X-chromosome association methods

X-chromosome Location (mean) association

X-chromosome association has a unique set of challenges and considering GWAS data alone, the following must be taken into consideration:

  • status of X-chromosome inactivation (XCI)
  • \(G_A\): baseline allele \(a\) vs \(A\)
  • \(S\): sex as a confounder
  • \(G_A\times S\): interaction?
  • \(G_D\): dominance effect

Ignoring any of the above could bring a flood of problems for inference and/or estimation of genetic effects. Our proposed approach addresses the correct inference, but the unbiased estimation of effects remains an open question.

This 3 d.f. test resolves above issues simultaneously from a testing perspective (Chen et al., 2021):

\[g(E(Y))=\beta_0+\beta_S Sex+\beta_{A} G_{Additive}+\beta_{D} G_{Dominance} + \beta_{GS} G\times Sex,\] \[H_0: \beta_A=\beta_D=\beta_{GS}=0.\]

Essentially, with this model, we are free to code the \(G_A\) whichever way, and the association testing results will be the same! At the same time, we have shown the statistical equivalence between

  • XCI uncertainty = \(G\times Sex\)
  • XCI skewness = a dominance effect

This is a both a blessing and a curse. On the bright side, we have a great testing model where we do not have to worry about XCI status when performing Xchr association testing. But at the same time, because of the statistical equivalence, we cannot identify the true data generative model with GWAS data alone! Indeed, Song et al., (2021) has demonstrated that SNP coefficient estimated using an mis-specified data generative model can create biases in different situations (unmatched XCI assumptions vs. truth).

X-chromosome Scale (variance) association

The solution here is essentially a model-based generalized Levene’s test, where additional covariates and the confounding sex (S) variable can be modelled explicitly. The general framework of the approach implies a two-step regression on the genotype (G), and if additional covariates are included, they must be present in both steps:

Stage One: Mean models \[ Y \sim \beta_0 + \beta_{G}G + \beta_{S} S + \beta_{GS}GS \]

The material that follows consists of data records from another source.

PR #382, opened 2025-12-28
Always-on hierarchy/inspector sidebars per window.

zxq82lm:
> Merged through https://github.com/elodin-sys/elodin/pull/385

## Content
- Always-on hierarchy/inspector sidebars per window:
   - Sidebars can be masked/unmasked by clicking their gutters.
   - When unmasked, sidebars are resizable via the gutter slider.
   - Clicking a pane (e.g. a Graph) unmasks the Inspector and shows the matching content.
   - Clicking a Hierarchy row, updates the Inspector to the corresponding entity.

## Following PRs:
- https://github.com/elodin-sys/elodin/pull/384 (based on current 382)
   - https://github.com/elodin-sys/elodin/pull/385 (based on 384)
   
---
- Video (on a single window):

https://github.com/user-attachments/assets/04c32722-90b0-46d0-aa31-444e70104ee2

### DIFF
--- a/docs/public/content/reference/command-palette.md
+++ b/docs/public/content/reference/command-palette.md
@@ -35,6 +35,8 @@ order = 8
 - `Create Data Overview`: add a data overview pane.
 - `Create 3D Object`: prompt for an EQL expression, pick a mesh type (GLTF or primitives), then
   optionally enter dimensions and color.
+- `Hierarchy` and `Inspector` are built-in sidebars; they are always present and do not appear in
+  the command palette.
 
 ## Viewport
 
--- a/docs/public/content/reference/command-palette.md
+++ b/docs/public/content/reference/command-palette.md
@@ -30,8 +30,6 @@ order = 8
 - `Create Action`: prompt for a label, then choose a `send_msg` preset or enter a custom Lua
   command to create an action pane.
 - `Create Video Stream`: prompt for the message name, then create a video stream pane.
-- `Create Hierarchy`: add a hierarchy pane.
-- `Create Inspector`: add an inspector pane.
 - `Create Schematic Tree`: add a schematic tree pane.
 - `Create Dashboard`: add a dashboard pane.
 - `Create Data Overview`: add a data overview pane.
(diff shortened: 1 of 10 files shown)


x46085:
When making visual / UI / UX changes, I find it very useful to drop a little video, like 10-20 seconds, into the description to show the updated behavior.

x46085 (approved):
Functionally this looks great.

I'd like to grab some eyeballs from @Teegurks on this soon to think about the styling of these bars. They are a bit thick and the color is a bit disjointed from the rest of the app's style. I'm sure Tom will have some tweaks that could be applied to make the bars more evocative of "click me" or "I'm hiding something", be thinner and match the app's style and feel. I'll ask him when we chat this week.

zxq82lm:
> Functionally this looks great.
> 
> I'd like to grab some eyeballs from @Teegurks on this soon to think about the styling of these bars. They are a bit thick and the color is a bit disjointed from the rest of the app's style. I'm sure Tom will have some tweaks that could be applied to make the bars more evocative of "click me" or "I'm hiding something", be thinner and match the app's style and feel. I'll ask him when we chat this week.
---
Thanks a lot @x46085 & @Teegurks.
- For now, the gutters’ gray is arbitrary and not wired into the theme system (scheme/mode), so it stays the same across all schemes in both dark and light mode.
- This also gives me time to exercise the sidebar behavior across all examples, including the single-window Data Overview case (so far I’ve only tested drone and ball).

zxq82lm:
@anderspitman @shanecelis @x46085:
Assume two windows, V1 and V2:
- You click on Graph G1 in V1, so V1’s Inspector becomes unmasked and shows Graph G1.
- You click on Graph G2 in V2, so V2’s Inspector becomes unmasked and shows Graph G2. In the current version, V1’s Inspector (still unmasked) is also showing Graph G2.

Should we change this behavior? In this example, should V1’s Inspector continue to display the data for Graph G1?
In other words: an unmasked Inspector should remain scoped to its own window and keep showing the last selection made in that window; it should not have its displayed content updated by Inspector activity in other windows?

x46085:
> Should we change this behavior? In this example, should V1’s Inspector continue to display the data for Graph G1? In other words: an unmasked Inspector should remain scoped to its own window and keep showing the last selection made in that window; it should not have its displayed content updated by Inspector activity in other windows?

Yes, since the sidebars exist in every window, their behavior should be related only to the window they are in.

PR #395, opened 2026-01-07
fix: data overview default display when no schematic.

zxq82lm:
## Issue
- The default display of Data Overview when reading an Elodin DB without a Schematic is not correct (identified by 
@x46085, thanks).

image

---

## Testing
- Execute editor rc-jet example + Command Palette > Save DB (`rc-jet.db`).
- `cargo run --bin elodin-db --manifest-path /elodin/libs/db/Cargo.toml -- run 127.0.0.1:2240 /rc-jet.db` (terminal 1)
- `cargo run --bin elodin --manifest-path /elodin/apps/elodin/Cargo.toml -- editor 127.0.0.1:2240` (terminal 2)

image

### DIFF
--- a/libs/elodin-editor/src/ui/schematic/load.rs
+++ b/libs/elodin-editor/src/ui/schematic/load.rs
@@ -812,13 +812,14 @@ impl LoadSchematicParams<'_, '_> {
 
         let target_id = {
             let tree = &window_state.tile_state.tree;
-            tree.root().and_then(|root_id| match tree.tiles.get(root_id) {
-                Some(Tile::Container(Container::Linear(linear))) => {
-                    let center_idx = linear.children.len() / 2;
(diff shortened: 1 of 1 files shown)


x46085:
Thanks for jumping on this!

Is it possible to restore the tab on top as well? You can see it shows as cut off at the top

Previously it would load and automatically create itself into a new panel with a tab so that the plus icon UI was present and you could add new panels as expected.

zxq82lm:
> Thanks for jumping on this!
> 
> Is it possible to restore the tab on top as well? You can see it shows as cut off at the top
> 
> Previously it would load and automatically create itself into a new panel with a tab so that the plus icon UI was present and you could add new panels as expected.

Sure yes. I’ll handle it.

PR #399, opened 2026-01-09
Chore/bevy 0.17

anderspitman:


libs/elodin-editor/src/ui/command_palette/palette_items.rs
```diff
@@ -133,6 +133,10 @@ impl PalettePage {
         self.prompt = Some(prompt.to_string());
         self
     }
+
+    pub fn into_event(self) -> PaletteEvent {
```
anderspitman: All of the `into_event` calls are using this.

libs/elodin-editor/src/ui/command_palette/palette_items.rs
```diff
@@ -173,7 +177,7 @@ impl LabelSource {
     pub fn get(&mut self, world: &mut World, filter: &str) -> String {
         match self {
             LabelSource::Label(l) => l.clone(),
-            LabelSource::System(system) => system.run(filter, world),
+            LabelSource::System(system) => system.run(filter, world).expect("Missing label"),
```
anderspitman, line 180: This matches the old behavior, which would panic. We may want to handle explicitly.

See https://bevy.org/learn/migration-guides/0-16-to-0-17/#system-run-returns-result

libs/elodin-editor/src/ui/mod.rs
```diff
@@ -798,8 +802,17 @@ fn sync_camera_grid_cell(
         }
     }
 }
-fn sync_hdr(hdr_enabled: Res<HdrEnabled>, mut query: Query<&mut Camera>) {
-    for mut cam in query.iter_mut() {
-        cam.hdr = hdr_enabled.0;
-    }
-}
+
```
anderspitman, line 805: HDR is now a component instead of Camera attribute.

See https://bevy.org/learn/migration-guides/0-16-to-0-17/#split-hdr-from-camera

libs/elodin-editor/src/ui/command_palette/palette_items.rs
```diff
@@ -133,6 +133,10 @@ impl PalettePage {
         self.prompt = Some(prompt.to_string());
         self
     }
+
```
anderspitman, line 136: All of the `into_event` calls are using the method below.

libs/elodin-editor/src/lib.rs
```diff
@@ -422,13 +429,14 @@ struct SetupTitlebar;
...
     windows: Query<Entity, Without<SetupTitlebar>>,
-    winit_windows: NonSend<bevy::winit::WinitWindows>,
     mut commands: Commands,
+    _non_send_marker: NonSendMarker,
 ) {
     use objc2::rc::Retained;
     use objc2::{ClassType, msg_send, msg_send_id};
     use objc2_app_kit::{NSColor, NSToolbar, NSWindow, NSWindowStyleMask, NSWindowToolbarStyle};
 
+    WINIT_WINDOWS.with_borrow(|winit_windows| {
```
anderspitman, line 439: `WINIT_WINDOWS` replaces the old `WinitWindows` resource, using a scoped function now. This indents a lot of code that otherwise hasn't changed. What I'm doing for now is not indenting properly. clippy will complain, but it makes a lot less code to review. Once review is done I'll push the indentation changes.

libs/elodin-editor/src/ui/plot/gpu.rs
```diff
@@ -316,6 +322,19 @@ impl FromWorld for LinePipeline {
     }
 }
 
+fn init_line_pipeline(
```
anderspitman, line 325: See https://bevy.org/learn/migration-guides/0-16-to-0-17/#many-render-resources-now-initialized-in-renderstartup

libs/elodin-editor/src/ui/startup_window.rs
```diff
@@ -261,17 +261,17 @@ impl RootWidgetSystem for StartupLayout<'_, '_> {
         let mut state = state.get_mut(world);
         let logo_full = state
             .contexts
-            .add_image(state.images.logo_full.clone_weak());
+            .add_image(EguiTextureHandle::Weak(state.images.logo_full.id()));
```
anderspitman, line 264: See https://bevy.org/learn/migration-guides/0-16-to-0-17/#handle-weak-has-been-replaced-by-handle-uuid

anderspitman (commented):
@shanecelis @zxq82lm I did a bit of a pre-review leaving some comments to explain a few things. Here's the bevy migration guide for reference:

https://bevy.org/learn/migration-guides/0-16-to-0-17/

Note that this is ready for review even though clippy is broken. See comment about `WINIT_WINDOWS` below.

libs/elodin-editor/src/ui/mod.rs
shanecelis: This is fine. It'll work but I feel like we could add some qualifiers like `Added<Camera>`, and checking whether `HdrEnabled.is_changed()` could be used to opt out early. But our camera number is a handful and it doesn't do anything in the loop that isn't necessary, so again it's fine.

libs/elodin-editor/src/lib.rs
```diff
@@ -526,18 +536,16 @@ fn handle_drag_resize(
             window.set_cursor(winit::window::CursorIcon::Default);
         }
     }
+    });
 }
 
 fn setup_window_icon(
-    _windows: Query<(Entity, &bevy::window::PrimaryWindow)>,
-    // this is load bearing, because it ensures that there is at
```
shanecelis, line 533: This is a comment I'm sad to see go just because it looks like it's trying to prevent an accidental removal. Is it still true? It looks like it's not true any longer. Is that correct?

shanecelis:
This looks pretty great, Anders! I did find a small issue on macOS. I fixed it and pushed a commit directly in this branch. I exercised the ball, drone, cube_sat, and three_body, and rocket examples with no problems. 

EDIT: Rocket works too.

libs/elodin-editor/src/lib.rs
anderspitman: Yeah I was torn on this too. Originally I had actually added an additional comment. When I looked closer I assumed that `!_windows.is_empty()` would be enough to ensure a window, but maybe not. It's also unclear why both parameters start with an underscore. We could defensively trust in Chesterton's Fence and keep using `WINIT_WINDOWS` here, or we could yolo and see if we ever have issues with random crashes on startup. I don't think that would be particularly hard to debug if it happened. I'm good either way, so your call.

anderspitman:
@shanecelis only had one followup question. Once that resolved I'll push a new commit that does nothing other than clippy/fmt.

libs/elodin-editor/src/lib.rs
anderspitman: I just realized my thinking `_windows` might be sufficient makes no sense, because it's not even used for macOS. I vote we defensively use WINIT_WINDOWS with an even more verbose comment.

anderspitman: @shanecelis I just pushed the closest port I can come up with for the old behavior, along with a comment. If it looks good to you and you wouldn't mind verifying that it doesn't break macOS, I think we can resolve this.

shanecelis:
It's working on macOS, but I am seeing this strange thing in the rocket example:

Screenshot 2026-01-15 at 10 01 15 AM

shanecelis:
Uh oh.

https://github.com/user-attachments/assets/d4cb1148-45ed-4ee4-8b60-4bfa8ab0bd1f

anderspitman:
Well that's weird. I'm seeing the panes not close properly on main as well, but the shared ID thing is unique to my branch.

How did you get that nice warning widget about the IDs?

shanecelis:
I didn't do anything special to get the warning. I'm just lucky I guess. :)

PR #410, opened 2026-01-13
CLI: 'elodin-db info' prints details (recording, time step, metadata, schematic) without requiring a running db.

zxq82lm:
## Content
Add `elodin-db info` command to inspect database configuration offline. Also tracks which elodin-db version created/opened each database.

## Usage
```
elodin-db info [PATH]
```

## Example
```
db_state: /tmp/version-test/db_state
version_created: 0.16.0-alpha.5
version_last_opened: 0.16.0-alpha.5
recording: true
default_stream_time_step: 8 ms
metadata:
  time.start_timestamp: 1769548515408923
```

### DIFF
--- a/libs/db/src/main.rs
+++ b/libs/db/src/main.rs
@@ -418,6 +418,15 @@ fn run_info(args: InfoArgs) -> miette::Result<()> {
         postcard::from_bytes(&bytes).map_err(|e| miette::miette!("decode error: {e}"))?;
 
     println!("db_state: {}", db_state_path.display());
+
+    // Display version information prominently
+    if let Some(version) = config.version_created() {
+        println!("version_created: {}", version);
+    }
+    if let Some(version) = config.version_last_opened() {
+        println!("version_last_opened: {}", version);
+    }
+
     println!("recording: {}", config.recording);
     println!(
         "default_stream_time_step: {}",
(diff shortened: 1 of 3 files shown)


x46085:
I would prefer anything like this to be packaged into the `elodin-db` binary, rather than other tools. Could make this one `elodin-db --info {PATH}`

zxq82lm:
> I would prefer anything like this to be packaged into the `elodin-db` binary, rather than other tools. Could make this one `elodin-db --info {PATH}`

@x46085 Good idea. I switch the PR in draft, and I do that.

shanecelis:
I think elodin-db has a nice subcommand convention, so maybe it ought to be `elodin-db info <PATH>`.

shanecelis:
One thing that would be really useful here is knowing what version of the database wrote the file. I'm assuming that information isn't actually stored anywhere yet.

libs/db/src/main.rs
```diff
@@ -221,5 +229,77 @@ async fn main() -> miette::Result<()> {
...
+fn run_info(args: InfoArgs) -> miette::Result<()> {
+    use impeller2_wkt::DbConfig;
+
+    let db_state_path = match args.path {
+        Some(path) => {
+            let state_path = path.join("db_state");
+            if state_path.exists() {
+                state_path
+            } else {
+                path
```
anderspitman, line 399: When provided with an invalid db path (`/tmp/.tmpSmpnoT` instead of `/tmp/.tmpSmpnoT/db`), I'm getting this error: `Error:   × failed to read /tmp/.tmpSmpnoT: Is a directory (os error 21)`

I think it's because of this line.

zxq82lm: Thanks! 
Done (commit: d17b4aa66689668938e7369762d29d23c2c8c135)

PR #412, opened 2026-01-14
time.start_timestamps management.

zxq82lm:
## Content
- Add `--start-timestamp` <micros> to elodin-db run and persist it in DbConfig.metadata.
- On DB open, read `time.start_timestamp` from metadata and keep it in memory as the DB time anchor.
- Change auto‑timestamp fallback to `start_timestamp + (now - db_start)` when a packet omits timestamps.
- Ensure `start_timestamp=0` yields monotonic‑from‑zero; default `start_timestamp=Timestamp::now()` preserves wall‑clock behavior.
- Surface `time.start_timestamp` in fix-timestamps.
- Add `--log-level` flag.

### DIFF
--- a/libs/db/src/lib.rs
+++ b/libs/db/src/lib.rs
@@ -285,8 +285,8 @@ pub struct DB {
     pub default_stream_time_step: AtomicU64,
     pub last_updated: AtomicCell<Timestamp>,
     pub earliest_timestamp: AtomicCell<Timestamp>,
-    // Wall-clock timestamp at the moment the auto timestamp baseline was set.
-    auto_timestamp_base_wall_clock: AtomicCell<Timestamp>,
+    // Wall-clock timestamp at the moment the DB start anchor was set.
+    db_start_wall_clock: AtomicCell<Timestamp>,
 }
 
 #[derive(Default)]
@@ -333,7 +333,7 @@ impl DB {
             default_stream_time_step,
             last_updated: AtomicCell::new(Timestamp(i64::MIN)),
             earliest_timestamp: AtomicCell::new(now),
-            auto_timestamp_base_wall_clock: AtomicCell::new(now),
+            db_start_wall_clock: AtomicCell::new(now),
         };
         db.save_db_state()?;
         Ok(db)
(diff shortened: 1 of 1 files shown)


x46085:
what is "auto_timestamp_base" ? it doesn't seem to be used for anything

also these changes seem to largely ignore the already exiting "db.set_earliest_timestamp(start_timestamp);", rather than incorporating them.

There are quite a few more lines changes here than needed, I was expecting to see:
1. use the existing "earliest_timestamp" field, rather than creating new "auto start" fields
2. use the logic of "earliest_timestamp + (now() - db_start)" for the place where component timestamps are injected

Should reduce the amount of code considerably. Feel free to clarify why more complexity is needed.

zxq82lm:
> what is "auto_timestamp_base" ? it doesn't seem to be used for anything
> 
> also these changes seem to largely ignore the already exiting "db.set_earliest_timestamp(start_timestamp);", rather than incorporating them.
> 
> There are quite a few more lines changes here than needed, I was expecting to see:
> 
> 1. use the existing "earliest_timestamp" field, rather than creating new "auto start" fields
> 2. use the logic of "earliest_timestamp + (now() - db_start)" for the place where component timestamps are injected
> 
> Should reduce the amount of code considerably. Feel free to clarify why more complexity is needed.

I did theses changes:
- `auto_timestamp_start` is removed; auto timestamps now use `earliest_timestamp + (now - db_start)`.
-  `auto_timestamp_base` is renamed to `auto_timestamp_base_wall_clock` and used as the DB start wall‑clock reference.
> `auto_timestamp_base_wall_clock` is just the wall‑clock “db_start” anchor used to compute elapsed time when a packet omits a timestamp.
- `set_earliest_timestamp` now persists `time.start_timestamp` and resets the base.
- CLI --start-timestamp and World.run() both flow through `set_earliest_timestamp`.

libs/db/src/lib.rs
```diff
@@ -285,6 +285,8 @@ pub struct DB {
     pub default_stream_time_step: AtomicU64,
     pub last_updated: AtomicCell<Timestamp>,
     pub earliest_timestamp: AtomicCell<Timestamp>,
+    // Wall-clock timestamp at the moment the auto timestamp baseline was set.
+    auto_timestamp_base_wall_clock: AtomicCell<Timestamp>,
```
x46085: rename to "db_start_wall_clock"

prefer no use of "auto_timestamp", it's confusing

libs/db/src/lib.rs
```diff
@@ -411,8 +417,21 @@ impl DB {
...
+    pub fn set_earliest_timestamp(&self, timestamp: Timestamp) -> Result<(), Error> {
+        self.with_state_mut(|state| {
+            state.db_config.set_time_start_timestamp_micros(timestamp.0);
+        });
         self.earliest_timestamp.store(timestamp);
+        self.auto_timestamp_base_wall_clock.store(Timestamp::now());
+        self.save_db_state()
+    }
+
+    pub fn auto_timestamp(&self) -> Timestamp {
```
x46085: rename to "apply_timestamp()"

zxq82lm: "apply_implicit_timestamp()"?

Stage Two: Variance models \[ Z* \sim \gamma_0 + \gamma_{G}G + \gamma_{S}S + \gamma_{GS}GS, \] where \(Z^{*}\) is the weighted absolute residual.

Let \(Z = |Y - \hat{Y}|\) be the different between the observed and fitted values with respect to the Mean model. The weighted residual is: \[ z^{*} = \frac{z}{1_{(S=0)}\hat{\sigma}_\text{F} + 1_{(S=1)}\hat{\sigma}_\text{M}}, \] where \(\hat{\sigma}_\text{F}\) and \(\hat{\sigma}_\text{M}\) denote the sample standard deviations of \(y\) in females and males, respectively.

Note that a non-additive variance model (NAV) in stage two may also be considered to capture non-linear variance effects (via the genotypic option): \[ Z* \sim \gamma_0 + \gamma_{G1}G1 + \gamma_{G2} G2 + \gamma_{S}S + \gamma_{G1S}G1S \]

where \(G1\) and \(G2\) are indicator variables for the Bb and BB+B groups under X-inactivation, respectively, or alternatively for the Bb+B and BB groups without X-inactivation.

Test for Variance heterogeneity is achieved in stage two by testing \[ H_o: \gamma_{G}= \gamma_{GS} = 0 \quad \text{or} \gamma_{G1} =\gamma_{G2}= \gamma_{G1S}= 0 \] via the standard regression \(F\)-test, where the model is fitted using an OLS for independent samples or a generalized least square for dependent samples.